A new farm bill . . . - Kentucky Farm Bureau

A new farm bill . . .

Posted on Mar 1, 2014
Getting Congress to agree on farm policy for the next five years was a long and difficult process that finally concluded in early February. The so-called Agricultural Act of 2014 is 949 pages long and provides authorization for services and programs that impact every American plus millions of people around the world.

USDA describes the bill as follows: “The new Farm Bill builds on historic economic gains in rural America over the past five years, while achieving meaningful reform and billions of dollars in savings for the taxpayer.”

“The new Farm Bill will allow USDA to continue record accomplishments on behalf of the American people, while providing new opportunity and creating jobs across rural America. It will enable USDA to further expand markets for agricultural products at home and abroad, strengthen conservation efforts, create new opportunities for local and regional food systems and grow the biobased economy. It will provide a dependable safety net for America's farmers, ranchers and growers. It will maintain important agricultural research, and ensure access to safe and nutritious food for all Americans.”

Following is a summary: 

Commodity Programs

 Direct payments are repealed for all crops except cotton.

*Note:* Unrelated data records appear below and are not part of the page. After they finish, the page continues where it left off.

PR #904, opened 2019-10-30
FIREFLY-56 Change ruler tool behavior for image with or without WCS and HiPS

cwang2016:
The developement fixes the ruler tool behavior based on the following JIRA tickets, 
https://jira.ipac.caltech.edu/browse/FIREFLY-56
https://jira.ipac.caltech.edu/browse/FIREFLY-1

Here is the  summry of the fixing, 
- increase the line thickness and font size and style of the ruler tool
- display PA along angular distance without requiring the user to click in the layer dialog
   --  PA angle and angular disatance are displayed in parallell, above and along the anglular distance vector 
   -- PA angle is measured East from North, in unit 'degree'
- Add an arrow head at the end of angllar distance vector 
- Unit update including that on layer dialog, 
   -- add unit 'pixel' to image with WCS case 
   -- image without WCS has only unit 'pixel' option
   -- HiPS has no 'pixel' unit
-  lines and the relevant text from offset calculation
   -- add handles (squares) at both ends of the lines. 
   -- text is rotated per the direction of each line

test: 
https://irsawebdev9.ipac.caltech.edu/FIREFLY-56_RulerToolChange/firefly/
- start image search on regular image, image without WCS, or HiPS
   (samples for image without WCS are located at firefly_test_data/no-projection-images)
- turn on the distance tool icon and locate the the tool on the image. 
- start the layer dialog, click 'offset calculation' and select the unit to check the display of the tool. 
- for non HiPS case, rotate the image and view the distance tool is rotated accordingly.

### DIFF
--- a/src/firefly/js/drawingLayers/DistanceToolUI.jsx
+++ b/src/firefly/js/drawingLayers/DistanceToolUI.jsx
@@ -13,6 +13,10 @@ import CsysConverter from '../visualize/CsysConverter';
 
 
 export const getUIComponent = (drawLayer,pv) => <DistanceToolUI drawLayer={drawLayer} pv={pv}/>;
+const worldUnit = [ {label: 'degrees', value: 'deg'},
+    {label: 'arcminutes', value: 'arcmin'},
+    {label: 'arcseconds', value: 'arcsec'}];
+const pixelUnit = [{label: 'pixels', value: 'pixel'}];
 
 function DistanceToolUI({drawLayer,pv}) {
 
@@ -26,12 +30,7 @@ function DistanceToolUI({drawLayer,pv}) {
     const plot = pv.plots[pv.primeIdx];
     const cc = CsysConverter.make(plot);
     const isWorld = hasWCSProjection(cc);
-    const worldUnit = [ {label: 'degrees', value: 'deg'},
-                        {label: 'arcminutes', value: 'arcmin'},
-                        {label: 'arcseconds', value: 'arcsec'}];
-    const pixelUnit = [{label: 'pixels', value: 'pixel'}];
     const unitStyle = getUnitStyle(cc, isWorld);
-
     const pref = getUnitPreference(unitStyle);
     const options = (unitStyle === UNIT_ALL) ? worldUnit.concat(pixelUnit)
                                              : ((unitStyle === UNIT_NO_PIXEL)? worldUnit : pixelUnit);
--- a/src/firefly/js/drawingLayers/DistanceToolUI.jsx
+++ b/src/firefly/js/drawingLayers/DistanceToolUI.jsx
@@ -7,7 +7,9 @@ import PropTypes from 'prop-types';
 import {RadioGroupInputFieldView} from '../ui/RadioGroupInputFieldView.jsx';
 import {dispatchModifyCustomField, dispatchForceDrawLayerUpdate} from '../visualize/DrawLayerCntlr.js';
 import * as AppDataCntlr from '../core/AppDataCntlr.js';
-import {DIST_READOUT,ARC_SEC,ARC_MIN,DEG} from './DistanceTool.js';
+import {DIST_READOUT, getUnitPreference, getUnitStyle, UNIT_NO_PIXEL, UNIT_ALL} from './DistanceTool.js';
+import {hasWCSProjection} from '../visualize/PlotViewUtil';
+import CsysConverter from '../visualize/CsysConverter';
 
 
 export const getUIComponent = (drawLayer,pv) => <DistanceToolUI drawLayer={drawLayer} pv={pv}/>;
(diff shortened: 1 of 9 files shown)


src/firefly/js/visualize/draw/ShapeDataObj.js
```diff
@@ -605,16 +605,40 @@ function drawLine(drawObj, ctx,  plot, drawParams, onlyAddToPath) {
...
+        rOptions.rotAngle = rAngle;
+
+        if (style !== Style.ENDHANDLED) {
+            rOptions.translation = {x: devPt0.x, y: devPt0.y};
+            DrawUtil.fillRec(ctx, color, -3, -3, 7, 7, rOptions);
+        }
+        if (style !== Style.STARTHANDLED) {
+            rOptions.translation = {x: devPt1.x, y: devPt1.y};
+            DrawUtil.fillRec(ctx, color, -3, -3, 7, 7, rOptions);
+        }
```
robyww: I am having trouble understanding this logic. It looks like if the is `HANDLED` it does stuff twice.  I think is would be better to say:
```js
if (style === Style.HANDLED) {
   // do this
}
else if (style === Style.ENDHANDLED) {
   // do this
}
else  if (style === Style.STARTHANDLED) {
   // do this
}
```

src/firefly/js/visualize/draw/ShapeDataObj.js
```diff
@@ -706,39 +731,46 @@ export function drawText(drawObj, ctx, plot, inPt, drawParams) {
         }
 
         angle = pvAngle + lineAngle;
+    } else {
+        const pv = getPlotViewById(visRoot(), plot.plotId);
+        angle = pv.flipY? 180 - pv.rotation:pv.rotation;
```
robyww: I don't think the flip logic is right. I flipped an image and used the distance tool  and the text was not correct.

src/firefly/js/drawingLayers/DistanceToolUI.jsx
```diff
@@ -20,17 +22,19 @@ function DistanceToolUI({drawLayer,pv}) {
...
-
-    var pref= AppDataCntlr.getPreference(DIST_READOUT) || DEG;
+    const checked= drawLayer.offsetCal;
+    const plot = pv.plots[pv.primeIdx];
+    const cc = CsysConverter.make(plot);
+    const isWorld = hasWCSProjection(cc);
+    const worldUnit = [ {label: 'degrees', value: 'deg'},
+                        {label: 'arcminutes', value: 'arcmin'},
+                        {label: 'arcseconds', value: 'arcsec'}];
+    const pixelUnit = [{label: 'pixels', value: 'pixel'}];
```
robyww: I think you can make  this stuff constants outside of the function.

xiuqin:
Rotation has the same issue as flip. Otherwise it looks good.

ejoliet:
After discussion with @cwang2016 and @vandesai1 / @gpdf / Joe , here are the issues to be fixed:
- The user can no longer control the position of the origin of the arrow, in IRSA OPS site he/she can.
- When you load more than 1 image, draw an arrow, then change units to Pixels, the overlays on all of the images report the same number of pixels, even when the images have different pixel scales.  Decision made as least effort solution: When multiple images (and/or hips), pixels option should be for now because it's tricky to fix in reasonable amount of effort/time

Thanks.

robyww:
From @ejoliet, @vandesai1 @gpdf 

I spoke to Vandana and Gregory, here are the reported issues found from testing the PR (FIREFLY-56) with the new ruler, they would need to be fixed before merging if possible:

1. When you load >1 image, draw an arrow, then change units to Pixels, the overlays on all of the images report the same number of pixels, even when the images have different pixel scales. This is scientifically misleading, and must be changed.

2. When the units are changed to pixels, the arrow and angle disappears on HiPS images. They should stay. This is a bug and should be fixed.

3. When you zoom out on an image, the overlay sometimes jumps to another position. If I change units, it appears to refresh and jump back. This is a bug and should be fixed.

4.  The user can no longer control the position of the origin of the arrow. On ops, you can. This is a regression, and it would be good to fix.

Let me know if the fixes are doable in a reasonable time.

cwang2016:
Regarding the above comments from @robyww  & @ejoliet 
- issues related to when the image >= 2:  issue 1 & 2 from @robyww 
   the distance tool layer was initially implemented as one single data applied to all attached plots.  
   -- If there is the time, It is doable to make modification on the layer plus the dialog by setting the layer to 'hasPerPlotData'. If that, more detail needs to be designed, such as how to synchronize the distance tool data and units among regular image, image without wcs and hips since they all have various unit selections.
-- the solution listed by @ejoliet (removing unit pixel from the dialog) could at least resolve the issue when image >= 2 cases (mix of regular image & Hips). However, there is still the issue if  a image with no wcs is mixed with either regular image or hips since image with no wcs has only 'pixel' as the option for the unit. 
- issue 3 from @robyww: I need to find a test case to reproduce it. Could a case be provided in order to reproduce the issue? 
- issue 4 from @robyww: it will be fixed as the comment from @ejoliet

vandesai1:
To reproduce the third item:

1. search on M81, AllWISE ch1

2. Draw an arrow from the big galaxy nucleus to the centermost south-east object.

3. Zoom in once. The arrow jumps away from these objects.

cwang2016:
Per review comments, the following issues are updated, 
- The user can no longer control the position of the origin of the arrow. On ops, you can. This is a regression, and it would be good to fix.
-  When you zoom out on an image, the overlay sometimes jumps to another position. If I change units, it appears to refresh and jump back. This is a bug and should be fixed.
- Bug that needs to be fixed: When I flip and image the text is not placed correctly.
- A little code cleanup and docs.

Other issues regarding multiple images and distance tool display under various unit selection, here is  how the distance tool works when mulitiple images are shown and one of them is highlighted as the active image. 
- if 'pixel' unit is applied to the active image, 
   -- distance tool layer are shown on image with wcs or no wcs (except HiPS). 
   -- the location of the ruler on all images has the same image pixel coordinate values  as those of active image. 
   -- distance is measured in image pixel unit. 
   -- no position angle is shown. 
- if world unit ('degree', 'arcmin', 'arcsec') is applied to the active image, 
   -- distance tool layer are shown on image with wcs or HiPS (except image with no wcs) 
   -- the location of the ruler on all images has the same world coordinate values as those of active image. 
   -- distance is measured in world domain unit. 
   -- Position angle is shown in 'degree' unit.

cwang2016:
the test build is 
https://irsawebdev9.ipac.caltech.edu/FIREFLY-56_RulerToolChange/firefly/

cwang2016:
made the following fixes per review comments, 
- remove unit 'pixel' option for fits with wcs. 
- enable to drag the base of the arrow as well as the head. 
- number with three significant figures are displayed in the overlay.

Programs authorized for the 2014-2018 crop years and through December 31, 2018 for dairy.

A crop farm has a one-time, irrevocable opportunity to elect either Price Loss Coverage (PLC) or county Agricultural Risk Coverage (ARC) on a crop by crop basis. The producer may also elect individual farm ARC, but this election applies to the entire farm. If no choice is made, the farm defaults to PLC. All producers on a farm must make the same election or face potential loss of payments for the 2014 crop.

PLC payments occur if U.S. average market price for the crop year is less than the crop's reference price. Reference prices include $5.50 for wheat, $3.70 for corn, $14 for soybeans and $3.95 for grain sorghum.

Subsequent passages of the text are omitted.